ArtSeen
The Black Power Mixtape 19671975
The Black Power Mixtape 1967 - 1975 is a curious collection of film stills and ephemera curated by Yona Backer and filmmaker Göran Hugo Olsson, serving as a corollary to the documentary of the same title. Because the exhibition feels more like a loosely gathered time capsule than a concrete or qualitative study, one could infer that the overarching tone of almost disorganized empathy is due to the undeniably “outsider” status of the possessors of the gaze. That white Swedish reporters swooped in to investigate and document the plight of people involved in and around the Black Power Movement and Black Panther Party, in a different country with different socioeconomic and cultural circumstances feels, in certain moments, like saucer-eyed, innocent aliens attempting to digest a situation that is clearly unjust, without quite fully comprehending the actual depth and breadth of its oppression.

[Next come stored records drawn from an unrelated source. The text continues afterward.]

PR #1370, opened 2018-07-10
DRILL-5797: Use Parquet new reader in all non-complex column queries

okalinin:
# DRILL-5797: use Parquet new reader more often
## Background
This PR is follow up on previous work done by @dprofeta and documented in the JIRA. Previously new reader was only used if file schema did not contain any single complex column. With this change, new reader will be used on a complex schema in case queried column list does not contain any complex one which should make new reader usage more frequent.

## Change description
In order to make usage of new reader possible on complex schema, following modifications had to be made:

- `ParquetReaderUtility` class - modified and added several functions to enable it working with nested schema. E.g. one limitation was explicitly referencing top level schema element path with `column.getPath()[0]` in several locations. Top level schema element path was also used in building path to `SchemaElement` map which caused map corruption for cases when schema contained columns `a` and `b.a` (for both schema elements key `a` was used overwriting the map entry).
- `ParquetSchema` - `fieldSelected()` function replaced with `columnSelected()` in order to enable it functioning with full paths. Previously, it would fail on cases when schema contains columns a and b.a as both schema paths would be classified as selected.
- `ParquetColumnMetadata` - replaced top level path reference with full path; also, replaced parameter passed to `ParquetToDrillTypeConverter.toMajorType()` from `se.getType_length()` to `column.getTypeLength()`. Reason behind is `se.getType_length()` returning 0 on FIXED_LEN_BYTE_ARRAY column and subsequent failure in minor type conversion that was failing complex parquet tests. `column.getTypeLength()` provides correct result. In fact, I am not sure if this is Parquet bug - possibly TBD item.
- `AbstractParquetScanBatchCreator` - added function which utilizes `ParquetReaderUtility` functions to identify whether query columns list contains complex columns and thus whether query qualifies for new reader.

## Level of testing
build tests and complex*q query tests from Drill test framework. Tests added for newly introduced methods except for `ParquetReaderUtility.buildFullColumnPath()`.


exec/java-exec/src/main/java/org/apache/drill/exec/store/parquet/AbstractParquetScanBatchCreator.java
```diff
@@ -191,4 +201,42 @@ protected AbstractDrillFileSystemManager(OperatorContext operatorContext) {
     protected abstract DrillFileSystem get(Configuration config, String path) throws ExecutionSetupException;
   }
 
+  /**
+   * Check whether any of queried columns is nested or repetitive.
+   *
+   * @param footer  Parquet file schema
+   * @param columns list of query SchemaPath objects
+   */
+  public static boolean containsComplexColumn(ParquetMetadata footer, List<SchemaPath> columns) {
```
arina-ielchiieva: Why it's public and static?

exec/java-exec/src/main/java/org/apache/drill/exec/store/parquet/AbstractParquetScanBatchCreator.java
```diff
@@ -191,4 +201,42 @@ protected AbstractDrillFileSystemManager(OperatorContext operatorContext) {
...
+
+    Map<String, ColumnDescriptor> colDescMap = ParquetReaderUtility.getColNameToColumnDescriptorMapping(footer);
+    Map<String, SchemaElement> schemaElements = ParquetReaderUtility.getColNameToSchemaElementMapping(footer);
+
+    for (SchemaPath schemaPath : columns) {
+      // non-nested column check: full path must be equal to root segment path
+      if (!schemaPath.getUnIndexed().toString().replaceAll("`", "")
```
arina-ielchiieva: That's definitely not a good choice of comparing by replacing "`". Please find a different way to compare or write helper method that would compare without replacing, maybe traversing schema path. Schema path has plenty of handy methods, if needed is missing implement one. Basically you cannot rely on to string representation it can change, you should rely on object info instead.

exec/java-exec/src/main/java/org/apache/drill/exec/store/parquet/AbstractParquetScanBatchCreator.java
```diff
@@ -191,4 +201,42 @@ protected AbstractDrillFileSystemManager(OperatorContext operatorContext) {
...
+          .equalsIgnoreCase(schemaPath.getRootSegment().getPath())) {
+        logger.debug("Forcing 'old' reader due to nested column: {}", schemaPath.getUnIndexed().toString());
```
arina-ielchiieva: This method has nothing to do with forcing the reader, it's just tells if given schema path contain complex columns.

exec/java-exec/src/main/java/org/apache/drill/exec/store/parquet/AbstractParquetScanBatchCreator.java
```diff
@@ -161,20 +167,24 @@ private ParquetMetadata readFooter(Configuration conf, String path) throws IOExc
...
-      if (col.getMaxRepetitionLevel() > 0) {
-        return true;
+      for (ColumnDescriptor col : schema.getColumns()) {
+        if (col.getMaxRepetitionLevel() > 0) {
+          return true;
+        }
       }
+      return false;
+    } else {
+      return containsComplexColumn(footer, columns);
```
arina-ielchiieva: Basically `isComplex` and `containsComplexColumn` does the same, why would split it into semantically the same methods?

exec/java-exec/src/main/java/org/apache/drill/exec/store/parquet/AbstractParquetScanBatchCreator.java
```diff
@@ -191,4 +201,42 @@ protected AbstractDrillFileSystemManager(OperatorContext operatorContext) {
...
+      ColumnDescriptor column = colDescMap.get(schemaPath.getUnIndexed().toString().toLowerCase());
+
+      if (column == null) {
+        SchemaElement se = schemaElements.get(schemaPath.getUnIndexed().toString().toLowerCase());
+        if (se != null) {
+          return true;
+        }
+      } else {
+        if (column.getMaxRepetitionLevel() > 0) {
+          logger.debug("Forcing 'old' reader due to repetitive column: {}", schemaPath.getUnIndexed().toString());
```
arina-ielchiieva: The same as above.

exec/java-exec/src/main/java/org/apache/drill/exec/store/parquet/AbstractParquetScanBatchCreator.java
```diff
@@ -191,4 +201,42 @@ protected AbstractDrillFileSystemManager(OperatorContext operatorContext) {
...
+        return true;
+      }
+
+      // following column descriptor lookup failure may mean two cases, depending on subsequent SchemaElement lookup:
+      // 1. success: queried column is complex => use old reader
+      // 2. failure: queried column is not in schema => use new reader
+      ColumnDescriptor column = colDescMap.get(schemaPath.getUnIndexed().toString().toLowerCase());
+
+      if (column == null) {
+        SchemaElement se = schemaElements.get(schemaPath.getUnIndexed().toString().toLowerCase());
```
arina-ielchiieva: Not in favor of naming variables as `se`, does not any any meaning.

exec/java-exec/src/test/java/org/apache/drill/exec/store/parquet/TestParquetReaderDecision.java
```diff
@@ -0,0 +1,99 @@
...
+import java.util.ArrayList;
+
+import java.io.IOException;
+import java.nio.file.Paths;
+
+/**
+ * DRILL-5797 introduces more granularity on new reader use cases. This test is aimed at
+ * checking correctness of function used for new reader usage decision making.
+ */
+public class TestParquetReaderDecision {
```
arina-ielchiieva: Again method you are testing has nothing to do with reader decision, it's just tells if there are complex columns...

exec/java-exec/src/test/java/org/apache/drill/exec/store/parquet/TestParquetReaderDecision.java
```diff
@@ -0,0 +1,99 @@
...
+  private static ParquetMetadata footer;
+
+  @BeforeClass
+  public static void setUpBeforeClass() throws Exception {
+    conf = new Configuration();
+
+    try {
+      footer = ParquetFileReader.readFooter(conf, new Path(path));
+    } catch (IOException ioe) {
+      fail("Could not read Parquet file '" + path + "', error message: " + ioe.getMessage()
```
arina-ielchiieva: Please use `String.format`. Also you just posing error message but not the full stack trace. Which might be useful. I would not catch the exception at all and just add it to method signature. When the test fails, it would be obvious what hapend.

exec/java-exec/src/test/java/org/apache/drill/exec/store/parquet/TestParquetReaderDecision.java
```diff
@@ -0,0 +1,99 @@
...
+          + " cwd: " + Paths.get(".").toAbsolutePath().normalize().toString());
+      throw(ioe);
+    }
+  }
+
+  @Test
+  public void testParquetReaderDecision() {
```
arina-ielchiieva: Please split into several unit tests, unit tests names should show what cases they are testing.

exec/java-exec/src/test/java/org/apache/drill/exec/store/parquet/TestParquetReaderDecision.java
```diff
@@ -0,0 +1,99 @@
...
+
+    assertTrue("Complex column not detected",
+        AbstractParquetScanBatchCreator.containsComplexColumn(footer, caseOldReader1));
+    assertTrue("Complex column not detected",
+        AbstractParquetScanBatchCreator.containsComplexColumn(footer, caseOldReader2));
+    assertTrue("Complex column not detected",
+        AbstractParquetScanBatchCreator.containsComplexColumn(footer, caseOldReader3));
+
+    assertFalse("No complex column, but complex column is detected",
+        AbstractParquetScanBatchCreator.containsComplexColumn(footer, caseNewReader1));
```
arina-ielchiieva: Though you have made method public static for testing, it's good practice, move method to utilities then. Semantically `AbstractParquetScanBatchCreator` definitely does not need to have this method as public static. As I have mentioned before `isComplex` and `containsComplexColumn` should be one method, might be utility one to ease testing.

exec/java-exec/src/test/java/org/apache/drill/exec/store/parquet/TestParquetReaderUtility.java
```diff
@@ -0,0 +1,83 @@
...
+    } catch (IOException ioe) {
+      fail("Could not read Parquet file '" + path + "', error message: " + ioe.getMessage()
+          + " cwd: " + Paths.get(".").toAbsolutePath().normalize().toString());
+      throw(ioe);
+    }
+  }
+
+  @Test
+  public void testSchemaElementsMap() {
+    assertTrue(footer != null);
```
arina-ielchiieva: Why we check footer nullability in each test, can be done in `@BeforeClass` method.

exec/java-exec/src/test/java/org/apache/drill/exec/store/parquet/TestParquetReaderUtility.java
```diff
@@ -0,0 +1,83 @@
...
+    Map<String, SchemaElement> schemaElements = ParquetReaderUtility.getColNameToSchemaElementMapping(footer);
+    assertTrue(schemaElements.size() == 14);
+
+    SchemaElement se = schemaElements.get("`marketing_info`.`camp_id`");
+    assertTrue(se != null);
+    assertTrue("camp_id".equals(se.getName()));
```
arina-ielchiieva: Use `assertEquals` here and below.

exec/java-exec/src/test/java/org/apache/drill/exec/store/parquet/TestParquetReaderUtility.java
```diff
@@ -0,0 +1,83 @@
...
+  }
+
+  @Test
+  public void testSchemaElementsMap() {
+    assertTrue(footer != null);
+    Map<String, SchemaElement> schemaElements = ParquetReaderUtility.getColNameToSchemaElementMapping(footer);
+    assertTrue(schemaElements.size() == 14);
+
+    SchemaElement se = schemaElements.get("`marketing_info`.`camp_id`");
+    assertTrue(se != null);
```
arina-ielchiieva: `assertNotNull`

exec/java-exec/src/test/java/org/apache/drill/exec/store/parquet/TestParquetReaderUtility.java
```diff
@@ -0,0 +1,83 @@
...
+import org.junit.Test;
+
+import java.io.IOException;
+import java.nio.file.Paths;
+import java.util.Map;
+
+public class TestParquetReaderUtility {
+
+  private static final String path = "src/test/resources/store/parquet/complex/complex.parquet";
+  private static Configuration conf;
```
arina-ielchiieva: Do you use `conf` elsewhere except of  `setUp`?

exec/java-exec/src/test/java/org/apache/drill/exec/store/parquet/TestParquetReaderUtility.java
```diff
@@ -0,0 +1,83 @@
...
+  private static ParquetMetadata footer;
+
+  @BeforeClass
+  public static void setUpBeforeClass() throws Exception {
```
arina-ielchiieva: I think annotation makes it obvious that this method is before class, no need to add this in method name.

exec/java-exec/src/test/java/org/apache/drill/exec/store/parquet/TestParquetReaderUtility.java
```diff
@@ -0,0 +1,83 @@
...
+    conf = new Configuration();
+
+    try {
+      footer = ParquetFileReader.readFooter(conf, new Path(path));
+    } catch (IOException ioe) {
+      fail("Could not read Parquet file '" + path + "', error message: " + ioe.getMessage()
```
arina-ielchiieva: `String.format`

exec/java-exec/src/test/java/org/apache/drill/exec/store/parquet/TestParquetReaderDecision.java
```diff
@@ -0,0 +1,99 @@
...
+import java.nio.file.Paths;
+
+/**
+ * DRILL-5797 introduces more granularity on new reader use cases. This test is aimed at
+ * checking correctness of function used for new reader usage decision making.
+ */
+public class TestParquetReaderDecision {
+
+  private static final String path = "src/test/resources/store/parquet/complex/complex.parquet";
+  private static Configuration conf;
```
arina-ielchiieva: You do need to store conf at class level.

exec/java-exec/src/main/java/org/apache/drill/exec/store/parquet/ParquetReaderUtility.java
```diff
@@ -140,15 +140,87 @@ public static int getIntFromLEBytes(byte[] input, int start) {
...
-    HashMap<String, SchemaElement> schemaElements = new HashMap<>();
+    Map<String, SchemaElement> schemaElements = new HashMap<>();
     FileMetaData fileMetaData = new ParquetMetadataConverter().toParquetMetadata(ParquetFileWriter.CURRENT_VERSION, footer);
-    for (SchemaElement se : fileMetaData.getSchema()) {
-      schemaElements.put(se.getName(), se);
+
+    Iterator iter = fileMetaData.getSchema().iterator();
+
+    // skip first default 'root' element
+    if (iter.hasNext()) {
```
arina-ielchiieva: Why we need to skip root element?

exec/java-exec/src/main/java/org/apache/drill/exec/store/parquet/ParquetReaderUtility.java
```diff
@@ -140,15 +140,87 @@ public static int getIntFromLEBytes(byte[] input, int start) {
...
+   * @return       schema full path to SchemaElement map
+   */
   public static Map<String, SchemaElement> getColNameToSchemaElementMapping(ParquetMetadata footer) {
-    HashMap<String, SchemaElement> schemaElements = new HashMap<>();
+    Map<String, SchemaElement> schemaElements = new HashMap<>();
     FileMetaData fileMetaData = new ParquetMetadataConverter().toParquetMetadata(ParquetFileWriter.CURRENT_VERSION, footer);
-    for (SchemaElement se : fileMetaData.getSchema()) {
-      schemaElements.put(se.getName(), se);
+
+    Iterator iter = fileMetaData.getSchema().iterator();
```
arina-ielchiieva: `Iterator<SchemaElement> iterator`

exec/java-exec/src/main/java/org/apache/drill/exec/store/parquet/ParquetReaderUtility.java
```diff
@@ -140,15 +140,87 @@ public static int getIntFromLEBytes(byte[] input, int start) {
...
+  /**
+   * Populate full path to SchemaElement map by recursively traversing schema elements referenced by the given iterator
+   *
+   * @param iter file schema values iterator
+   * @param path parent schema element path
+   * @param schemaElements schema elements map to insert next iterator element into
+   */
+  private static void addSchemaElementMapping(Iterator iter, StringBuilder path,
+      Map<String, SchemaElement> schemaElements) {
+    SchemaElement se = (SchemaElement)iter.next();
```
arina-ielchiieva: No need for casting if you pass parametrized iterator...

exec/java-exec/src/main/java/org/apache/drill/exec/store/parquet/ParquetReaderUtility.java
```diff
@@ -140,15 +140,87 @@ public static int getIntFromLEBytes(byte[] input, int start) {
...
+    path.append('`').append(se.getName().toLowerCase()).append('`');
+    schemaElements.put(path.toString(), se);
+
+    int remainingChildren = se.getNum_children();
+
+    while (remainingChildren > 0 && iter.hasNext()) {
```
arina-ielchiieva: Why we need to count remaining children? Why `iterator.hasNext()` is not sufficient?

exec/java-exec/src/main/java/org/apache/drill/exec/store/parquet/ParquetReaderUtility.java
okalinin: First element in `FileMetaData.getSchema()` is default element named `root`. If we don't skip it, map keys would have format:
`root`.`a`
`root`.`b`
etc.
Correspondingly, comparison with `SchemaPath.toString()` representation would need to be implemented with that in mind (`root` part would have to be cut anyway). If this is considered to be better approach, I could implement it that way indeed.

arina-ielchiieva: I think then you may skip the first element, but please add comment describing the reason.

exec/java-exec/src/main/java/org/apache/drill/exec/store/parquet/ParquetReaderUtility.java
okalinin: `iterator.hasNext()` relates to whether there are more elements in flat tree representation and isin itself not enough to maintain correct recursion level. If we don't maintain/check remaining children count for parent element, schema
`a`.`b`
`a`.`c`
will result into keys in the map:
`a`
`a`.`b`
`a`.`b`.`c`
since function will erratically enter recursion where it should not.

exec/java-exec/src/test/java/org/apache/drill/exec/store/parquet/TestParquetReaderUtility.java
okalinin: Actually I took it from another test as I saw it in many other locations so considered maintaining the same naming convention. I'll correct it.

exec/java-exec/src/main/java/org/apache/drill/exec/store/parquet/AbstractParquetScanBatchCreator.java
okalinin: I based this one on original PR, but indeed it's a valid point. Will regroup accordingly.

exec/java-exec/src/test/java/org/apache/drill/exec/store/parquet/TestParquetReaderDecision.java
okalinin: I will fix this and all other test issues you highlighted. When fixing them I realised that existing `complex.parquet` test file possibly doesn't provide desired coverage for changes in this PR. Bulk part of changes are aimed at making utility functions work with schemas like 
`a`
`b`.`a`
while schema in `complex.parquet` doesn't contain such corner cases.
Does it make sense to add new resource to cover such cases and base tests on that file?

exec/java-exec/src/main/java/org/apache/drill/exec/store/parquet/AbstractParquetScanBatchCreator.java
okalinin: Replaced with `SchemaPath.isLeaf()`

exec/java-exec/src/main/java/org/apache/drill/exec/store/parquet/AbstractParquetScanBatchCreator.java
okalinin: Fixed

exec/java-exec/src/test/java/org/apache/drill/exec/store/parquet/TestParquetReaderDecision.java
arina-ielchiieva: Yes, just please generate small file to cover all needed cases.

exec/java-exec/src/main/java/org/apache/drill/exec/store/parquet/AbstractParquetScanBatchCreator.java
okalinin: Methods combined in one and moved to utility class.

exec/java-exec/src/main/java/org/apache/drill/exec/store/parquet/AbstractParquetScanBatchCreator.java
okalinin: Fixed

exec/java-exec/src/main/java/org/apache/drill/exec/store/parquet/AbstractParquetScanBatchCreator.java
okalinin: Fixed

exec/java-exec/src/test/java/org/apache/drill/exec/store/parquet/TestParquetReaderDecision.java
okalinin: Class renamed to `TestComplexColumnInSchema`

exec/java-exec/src/test/java/org/apache/drill/exec/store/parquet/TestParquetReaderDecision.java
okalinin: Removed exception handling as failure reason would indeed be obvious.

exec/java-exec/src/test/java/org/apache/drill/exec/store/parquet/TestParquetReaderDecision.java
okalinin: `containsComplexColumn` method moved to ParquetReaderUtility class.

exec/java-exec/src/test/java/org/apache/drill/exec/store/parquet/TestParquetReaderUtility.java
okalinin: Done

exec/java-exec/src/test/java/org/apache/drill/exec/store/parquet/TestParquetReaderUtility.java
okalinin: Fixed

exec/java-exec/src/test/java/org/apache/drill/exec/store/parquet/TestParquetReaderUtility.java
okalinin: Exception handling removed as per above comment.

exec/java-exec/src/main/java/org/apache/drill/exec/store/parquet/ParquetReaderUtility.java
okalinin: Done

exec/java-exec/src/main/java/org/apache/drill/exec/store/parquet/ParquetReaderUtility.java
okalinin: Fixed both

exec/java-exec/src/main/java/org/apache/drill/exec/store/parquet/AbstractParquetScanBatchCreator.java
okalinin: Method moved to ParquetReaderUtility as per discussion below.

exec/java-exec/src/test/java/org/apache/drill/exec/store/parquet/TestParquetReaderDecision.java
okalinin: Done, schema is:
```
file schema:   root
--------------------------------------------------------------------------------
id:            OPTIONAL INT64 R:0 D:1
a:             OPTIONAL BINARY O:UTF8 R:0 D:1
repeated:      REPEATED INT64 R:1 D:1
VariableCase:  OPTIONAL BINARY O:UTF8 R:0 D:1
nested:        OPTIONAL F:3
.id:           OPTIONAL INT64 R:0 D:2
.repeated:     REPEATED INT64 R:1 D:2
.VaRiAbLeCaSe: OPTIONAL BINARY O:UTF8 R:0 D:2
```

exec/java-exec/src/test/java/org/apache/drill/exec/store/parquet/TestComplexColumnInSchema.java
```diff
@@ -0,0 +1,141 @@
...
+import java.io.IOException;
+
+/**
+ * This test checks correctness of complex column detection in the Parquet file schema.
+ */
+public class TestComplexColumnInSchema {
+
+  private static final String path = "src/test/resources/store/parquet/complex/complex_special_cases.parquet";
+  private static ParquetMetadata footer;
+  List<SchemaPath> columns;
```
arina-ielchiieva: No need to have it as class variable. Let's each method have it's own columns variable.

exec/java-exec/src/test/java/org/apache/drill/exec/store/parquet/TestParquetReaderUtility.java
```diff
@@ -0,0 +1,73 @@
...
+
+  private static final String path = "src/test/resources/store/parquet/complex/complex.parquet";
+  private static ParquetMetadata footer;
+
+  @BeforeClass
+  public static void setup() throws IOException {
+    Configuration conf = new Configuration();
+
+    footer = ParquetFileReader.readFooter(conf, new Path(path));
+    assertNotNull("footer must be not null", footer);
```
arina-ielchiieva: You are checking Footer for null, here but not in prev test.

exec/java-exec/src/test/java/org/apache/drill/exec/store/parquet/TestParquetReaderUtility.java
```diff
@@ -0,0 +1,73 @@
...
+
+    schemaElement = schemaElements.get("`marketing_info`");
+    assertNotNull("Schema element must be not null", schemaElement);
+    assertEquals("Schema element name match lookup key", schemaElement.getName(), "marketing_info");
+  }
+
+  @Test
+  public void testColumnDescriptorMap() {
+    Map<String, ColumnDescriptor> colDescMap = ParquetReaderUtility.getColNameToColumnDescriptorMapping(footer);
+    assertTrue(colDescMap.size() == 11);
```
arina-ielchiieva: assertEquals...

exec/java-exec/src/test/java/org/apache/drill/exec/store/parquet/TestParquetReaderUtility.java
```diff
@@ -0,0 +1,73 @@
...
+    Configuration conf = new Configuration();
+
+    footer = ParquetFileReader.readFooter(conf, new Path(path));
+    assertNotNull("footer must be not null", footer);
+  }
+
+  @Test
+  public void testSchemaElementsMap() {
+    Map<String, SchemaElement> schemaElements = ParquetReaderUtility.getColNameToSchemaElementMapping(footer);
+    assertTrue(schemaElements.size() == 14);
```
arina-ielchiieva: assertEquals...

exec/java-exec/src/test/java/org/apache/drill/exec/store/parquet/TestComplexColumnInSchema.java
```diff
@@ -0,0 +1,141 @@
...
+import java.util.ArrayList;
+
+import java.io.IOException;
+
+/**
+ * This test checks correctness of complex column detection in the Parquet file schema.
+ */
+public class TestComplexColumnInSchema {
+
+  private static final String path = "src/test/resources/store/parquet/complex/complex_special_cases.parquet";
```
arina-ielchiieva: You can add description of the schema and data in the comment.
Example: https://github.com/apache/drill/blob/9a6cb59b9b7a5b127e5f60309ce2f506ede9652a/exec/java-exec/src/test/java/org/apache/drill/exec/store/parquet/TestParquetFilterPushDownForComplexTypes.java

exec/java-exec/src/main/java/org/apache/drill/exec/store/parquet/ParquetReaderUtility.java
```diff
@@ -140,15 +142,88 @@ public static int getIntFromLEBytes(byte[] input, int start) {
...
+   * @param path parent schema element path
+   * @param schemaElements schema elements map to insert next iterator element into
+   */
+  private static void addSchemaElementMapping(Iterator<SchemaElement> iter, StringBuilder path,
+      Map<String, SchemaElement> schemaElements) {
+    SchemaElement schemaElement = iter.next();
+    path.append('`').append(schemaElement.getName().toLowerCase()).append('`');
+    schemaElements.put(path.toString(), schemaElement);
+
+    int remainingChildren = schemaElement.getNum_children();
```
arina-ielchiieva: Please add comment why remaining children are important in while loop.

exec/java-exec/src/main/java/org/apache/drill/exec/store/parquet/AbstractParquetScanBatchCreator.java
```diff
@@ -107,7 +105,9 @@ protected ScanBatch getBatch(ExecutorFragmentContext context, AbstractParquetRow
           ParquetReaderUtility.detectCorruptDates(footer, rowGroupScan.getColumns(), autoCorrectCorruptDates);
         logger.debug("Contains corrupt dates: {}", containsCorruptDates);
 
-        if (!context.getOptions().getBoolean(ExecConstants.PARQUET_NEW_RECORD_READER) && !isComplex(footer)) {
+        if (!context.getOptions().getBoolean(ExecConstants.PARQUET_NEW_RECORD_READER)
+            && !ParquetReaderUtility.containsComplexColumn(footer, rowGroupScan.getColumns())) {
+          logger.debug("Query qualifies for new Parquet reader");
```
arina-ielchiieva: Which query? We might add query id or something to help identification in the log.

exec/java-exec/src/main/java/org/apache/drill/exec/store/parquet/ParquetReaderUtility.java
```diff
@@ -525,4 +599,57 @@ public static long getDateTimeValueFromBinary(Binary binaryTimeStampValue, boole
...
+        ColumnDescriptor column = colDescMap.get(schemaPath.getUnIndexed().toString().toLowerCase());
+
+        if (column == null) {
+          SchemaElement schemaElement = schemaElements.get(schemaPath.getUnIndexed().toString().toLowerCase());
+          if (schemaElement != null) {
+            return true;
+          }
+        } else {
+          if (column.getMaxRepetitionLevel() > 0) {
+            logger.debug("rowGroupScan contains repetitive column: {}", schemaPath.getUnIndexed().toString());
```
arina-ielchiieva: trace?

exec/java-exec/src/main/java/org/apache/drill/exec/store/parquet/ParquetReaderUtility.java
```diff
@@ -525,4 +599,57 @@ public static long getDateTimeValueFromBinary(Binary binaryTimeStampValue, boole
...
+      }
+      return false;
+    } else {
+      Map<String, ColumnDescriptor> colDescMap = ParquetReaderUtility.getColNameToColumnDescriptorMapping(footer);
+      Map<String, SchemaElement> schemaElements = ParquetReaderUtility.getColNameToSchemaElementMapping(footer);
+
+      for (SchemaPath schemaPath : columns) {
+        // Schema path which is non-leaf is complex column
+        if (!schemaPath.isLeaf()) {
+          logger.debug("rowGroupScan contains complex column: {}", schemaPath.getUnIndexed().toString());
```
arina-ielchiieva: trace?

exec/java-exec/src/test/java/org/apache/drill/exec/store/parquet/TestComplexColumnInSchema.java
okalinin: This and all other outstanding comments have been addressed.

In one corner a black and white film clip plays, depicting an uncomfortably fumbling encounter with a police officer. “Are they going to follow us all the time that we are here?” asks a Swedish-sounding voice, almost naively. This footage repeats, with a shaky handheld view of the gum-chewing detective shuffling rather awkwardly in front of the lens while lint collects and tumbles past the camera’s gate. The voice sounds naïve, almost childlike, to any viewer who understands even slightly what undisguised horrors unfolded in the United States before civil rights (and what subtle transgressions and inequities occur to this day in spite of efforts to the contrary). More simply, to quote Angela Davis, “When someone asks me about violence, I just find it incredible, because what it means is that the person who’s asking that question has absolutely no idea what black people have gone through, what black people have experienced in this country, since the time the first black person was kidnapped from the shores of Africa.”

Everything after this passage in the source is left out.